PR #30, opened 2017-08-05
Add an `Installation` section to usage

quodlibetor:
Because copypasta is the best pasta.


xd009642:
Thanks for this. Merging now :+1:

PR #32, opened 2017-08-07
output: sort output paths

mathstuf:
With a `HashMap`, the output order is undefined. Instead, use a
`BTreeMap` and keep the output order stable.


xd009642:
Thanks for the PR!

PR #53, opened 2017-10-10
update cargo to 0.21.1

andy128k:
I've made verbose unpacking of a tuple because it was changed from `(Package, String, PathBuf)` in 0.18.0 to `(Package, TargetKind, String, PathBuf)` in 0.21.1 and indexes were shifted. So, I think it's better to have names to see what's going on.

Relates to https://github.com/xd009642/tarpaulin/issues/45


xd009642:
Thanks for that, merging in now!

PR #58, opened 2017-10-20
Add a --all flag to manually turn on building a whole workspace

vberger:
This way tarpaulin will behave more consistently with the rest of the cargo subcommands.

The previously added default to `--all` really broke my CI, as I have in my workspace a single package on which tarpaulin should be run : the others cannot be built by tarpaulin with their default feature flags require system libs that are not installed on travis (namely Mesa), forcing me to manually exclude all other packages like this:

https://github.com/Smithay/wayland-rs/blob/ecca2d54340da7afca7b364cb53da61935211de9/.travis.yml#L55

### DIFF
--- a/src/config.rs
+++ b/src/config.rs
@@ -64,6 +64,8 @@ pub struct Config {
     pub forward_signals: bool,
     /// Features to include in the target project build
     pub features: Vec<String>,
+    /// Build all packages in the workspace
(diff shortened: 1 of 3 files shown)


xd009642:
Ah sorry about that, that was an unexpected scenario, thanks for the PR though :+1:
########################################
Return each line of the listing that holds the word "github".

Relates to https://github.com/xd009642/tarpaulin/issues/45
https://github.com/Smithay/wayland-rs/blob/ecca2d54340da7afca7b364cb53da61935211de9/.travis.yml#L55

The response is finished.